Kurban Bayramı sürecinde şişmanlık, kalp-damar hastalığı, diyabet, hipertansiyon, mide rahatsızlığı ve benzeri kronik rahatsızlığı olan bireylerin beslenmelerine özellikle özen göstermesi gerektiğine dikkati çeken Gülen Mavi Canlı, “Bu hastalığı olanların, et ürünlerinde aşırı yağlı etler yerine, az yağlı etleri tercih etmeleri gerekmektedir” dedi.
Etlerin bütün olarak değil, küçük parçalara bölünerek, yağlı kağıda veya buzdolabı poşetine sarılarak derin dondurucuda muhafaza edilmesi gerektiğinin altını çizen Gülen Mavi Canlı, bu şekilde hazırlanan etlerin, buzlukta (-2 derece) birkaç hafta, derin dondurucuda ise (-18 derece) daha uzun süre ile saklanabileceğini kaydetti.
“Etler yemek içinde tamamen kullanılacak şekilde parçalara ayrılarak buzluğa konulmalı, çözdürülen et hemen pişirilmeli, tekrar dondurulmamalı. Derin dondurucuda saklanan eti çözdürürken oda ısısında değil, buzdolabının sebzelik kısmının üstüne konularak çözünmesi beklenmelidir” diyen Gülen Mavi Canlı, hamurlu tatlılar yerine ise, sütlü ve meyve içeren tatlıların tercih edilmesi gerektiğini belirtti.

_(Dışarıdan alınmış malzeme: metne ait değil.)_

PR #3416, opened 2026-06-17
fix: [sc-41882] Floating bot (assistant) obscures header dropdowns (User menu, Module picker)

stevekaplan123:
## Description
When chatbot is in floating mode and user clicks one of the drop down menus in the header, the chatbot is covered.  Since the menus have 9999 z-index, it's necessary to make the z-index 10000 for the header drop down menus.  I've defined several z-index variables (one for 9999 and one for 10000) so we can keep track of z-indices.


saengel (dismissed):

YishaiGlasner (changes requested):
this is a z-index war - it's an anti patterm. you should find a better way to handle it

relyks:
> this is a z-index war - it's an anti patterm. you should find a better way to handle it

Too late. I started it 3 months ago lmao: [Let the z-index wars between Reader App and Library Assistant commence!](https://github.com/Sefaria/Sefaria-Project/pull/3167)

YishaiGlasner (approved):

PR #3418, opened 2026-06-17
chore: remove divine name code

stevekaplan123:
## Description
Removes divine name feature.  This was already inaccessible via the UI but this code actually completely turns off the feature regardless of the sheet's settings.


sefaria/stats.py
```diff
@@ -206,23 +206,23 @@ def save_top_sources_sheet(self):
 		sheet = {
 			"title": "Top Sources in All Source Sheets - %s" % datetime.now().strftime("%B %Y"),
 			"sources": [{"ref": ref[0]} for ref in self.sorted_refs[:self.show_count]],
-			"options": {"numbered": 1, "divineNames": "noSub"}
+			"options": {"numbered": 1}
```
YishaiGlasner, line 209: it seems we can reduce duplication here, but i'm not sure about that nor it's the right spec

YishaiGlasner (approved):
i thought it's going to take me time before really checking...
please see and consider my comment on the code before merging.

PR #3420, opened 2026-06-17
fix: serialize and coalesce autocompleter rebuilds to stop OOM

yodem:
## Problem

Production web pods OOM-kill in a sawtooth pattern (RSS climbs to 12–15 GiB, killed, restart, repeat). A profiled incident showed a single pod going **4.5 → 11.9 GiB in 10 minutes**, with `Library.build_full_auto_completer` → `AutoCompleter.__init__` dominating allocations.

**Root cause:** the three autocompleter build methods in `Library` (`sefaria/model/text.py`) have no concurrency control. Under the gevent gunicorn worker (`worker_connections=2000`), a single rebuild trigger — a multiserver event replayed from a staff topic edit (`reader/views.py`), or the admin `rebuild_auto_completer` endpoint (`sefaria/views.py`, which fires 3 events) — fans out into **many concurrent ~1 GiB builds inside one worker**: each build yields on Mongo I/O, letting more greenlets enter the build before any finishes. The author's own `# I worry that these could pile up.` comments flagged exactly this.

## Fix (pure Python, `text.py` only)

Each of the three build methods (full / lexicon / cross-lexicon) now:

1. **Serializes** behind a gevent-cooperative `BoundedSemaphore(1)` — at most one build of a given completer runs at a time, collapsing the greenlet herd to one.
2. **Coalesces** redundant requests via a `requested`/`completed` counter — a rebuild request that arrives while a build is already in flight is satisfied by that build instead of re-running. An event storm of N triggers collapses to **1** rebuild, not N sequential ones.
3. **Atomically swaps** the new completer in (build into a local, then a single assignment) — readers keep serving the previous completer until the new one is fully ready, bounding transient memory to ~2× one completer instead of N×.

The lock import is guarded (`try: from gevent.lock import BoundedSemaphore / except ImportError: from threading import BoundedSemaphore`) because gevent is only present in the gunicorn runtime; dev/test fall back to a thread lock. gevent's semaphore acquires the hub lazily, so it is safe to construct in the master before fork/monkey-patching (the build path there is uncontended).

The getters keep their existing `KeyError`/`None` fallback as a cold-cache safety net — they just now call the safe, coalesced build. The three `# I worry…` comments are removed.

## Scope / non-goals

This is the OOM-stopping core. Deliberately **out of scope** (follow-on hardening): cross-pod Redis build lock, moving multiserver rebuilds to a background greenlet, `post_fork` connection reset, and MongoDB field projections in `AutoCompleter.__init__`. Note one residual cost: with `preload_app=True`, each worker still rebuilds independently — but now as a single, serialized, atomic build per worker rather than a concurrent herd.

## Verification

- Concurrency design independently reviewed and cross-checked against gevent docs: the atomic swap is safe (greenlets only yield at I/O/lock points, never mid-assignment); the lock-free readiness read is safe under gevent; no reentrancy/deadlock (`AutoCompleter.__init__` does not re-enter the completer getters); `BoundedSemaphore` chosen over `RLock` precisely to keep reentrancy a crash, not a silent mask.
- `python -m py_compile sefaria/model/text.py` passes.
- Plan: validate on the `production-web-dd-test` canary pod — compare allocation rate against baseline before full rollout.

### DIFF
--- a/sefaria/model/tests/autocompleter_coalesce_test.py
+++ b/sefaria/model/tests/autocompleter_coalesce_test.py
@@ -1,0 +1,131 @@
+# -*- coding: utf-8 -*-
+"""
+Concurrency tests for Library.build_full_auto_completer's serialize/coalesce logic.
+
+These do NOT build a real auto completer (that needs Mongo/Postgres, which is why
+autospell_test.py is disabled). Instead they stub out AutoCompleter and drive the real
+method over real OS threads, asserting the coalescing-counter behaviour directly.
+
+The build lock on the fake library is a threading.BoundedSemaphore so the test is identical
+on macOS dev (no gevent -> threading fallback) and on the gevent-on-Linux CI: the method only
+uses the lock through the BoundedSemaphore context-manager API, which both implementations
+share. What is under test is the requested/completed counter logic, not the lock flavour.
+
+AutoCompleter is supplied as a stub module in sys.modules so the test pulls in no real
+auto completer code (and no datrie/Mongo) -- build_full_auto_completer imports it lazily via
+`from .autospell import AutoCompleter`.
+"""
+import sys
+import time
+import types
+import threading
+
+import sefaria.model.text as text
+
+
+def _install_stub_autocompleter(monkeypatch, stub_cls):
+    """Make `from .autospell import AutoCompleter` (inside the build method) resolve to stub_cls."""
+    stub_module = types.ModuleType("sefaria.model.autospell")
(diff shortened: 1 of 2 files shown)


EliezerIsrael:
@yodem I'd like to see this go through a test that mirrors productions - at least two pods, each with multiple workers - either in the cauldron or pre-prod environment.   Let's aim to get a topology like that running the unpatched code to show the OOM behavior, and show this code to fix the OOM behavior.

PR #3421, opened 2026-06-18
chore: update_many instead of versionset

stevekaplan123:
### Description

Renaming a book fails in the case when the first version record for it in mongo is not primary.  The reason for this is unnecessary validation.

### Root cause

A title change fires `process_index_title_change_in_versions`, which called `VersionSet({"title": old}).update({"title": new})`, which in turn calls `AbstractMongoSet.update()`.  This `update` function doesn't do a bulk write — it iterates over all versions in the set and calls `.save()` on each version, triggering `Version._validate()`.

During a rename the `Index` title is updated **first**, so when each version is saved under the new title, `_validate()` runs a check that "there must be at least one primary version" corresponding to the Index:

```
        if not self.isPrimary and not is_any_other_primary:  # if all are False, return true
            raise InputError("There must be at least one version that is primary.")
```

The problem is if the first version checked isn't primary, this is guaranteed to fail because the primary version's title hasn't been changed yet.  This is order-dependent: failure occurs only when the first version iterated is non-primary.  Then, the Celery `update_index_title` task dies mid-cascade, and Texts/Links are never migrated.

### Why Now?!
The "isPrimary" check is only a year old.  In addition, it is order-dependent — it fails only when the first version iterated is non-primary.

### Code Changes

Replace the per-document `.save()` loop with a direct `db.texts.update_many()`. Renaming the `title` field on all versions is a pure data cascade, not a user edit, so it shouldn't run record-level validation.  Moreover the only title check in the version validation is to see that it's an existing Index record which we already know to be true.   Finally, no `Version` dependencies are registered on the `title` field (only on `versionTitle`), so no cascades are lost — and it's a single MongoDB call instead of N.


sefaria/model/tests/text_test.py
```diff
@@ -531,6 +531,58 @@ def construct_query(attribute, queries):
     return ret
 
 
+@pytest.mark.deep
+def test_index_name_change_with_nonprimary_version_first():
```
YishaiGlasner: i think that today we're doing tests by mocking rather than really manipulate our db

sefaria/model/tests/text_test.py
```diff
@@ -531,6 +531,53 @@ def construct_query(attribute, queries):
     return ret
 
 
+def test_index_rename_migrates_versions():
```
stevekaplan123, line 534: @YishaiGlasner I took out the previous test and instead put in a full integration test instead of the previous test I had.  Since it tests the entirety of saving and cascading, it's necessary to do a real DB test rather than mock test.

YishaiGlasner (approved):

Kurban eti tüketilirken etin niteliği yanında nasıl pişirileceği, ne kadar tüketileceği ve hangi besinlerle birlikte tüketilmesi gerektiğinin de önem taşıdığına işaret eden Gülen Mavi Canlı, şu uyarılarda bulundu:
“Alınması gereken önlemlerin herkes için geçerli olduğu unutulmayıp Kurban Bayramı’nda da sağlıklı beslenmenin temel prensiplerine, yiyecek seçimine, porsiyon kontrolüne ve besin gruplarının dengeli dağılımına özen gösterilmeli. Bu bakımdan kurban etinin ne miktarda, nasıl ve ne ile birlikte tüketileceğini bilmek, sağlıklı saklama, hazırlama ve pişirme yöntemlerini uygulamak hastalıklı insanlar kadar, sağlıklı bireyler için de önemlidir.”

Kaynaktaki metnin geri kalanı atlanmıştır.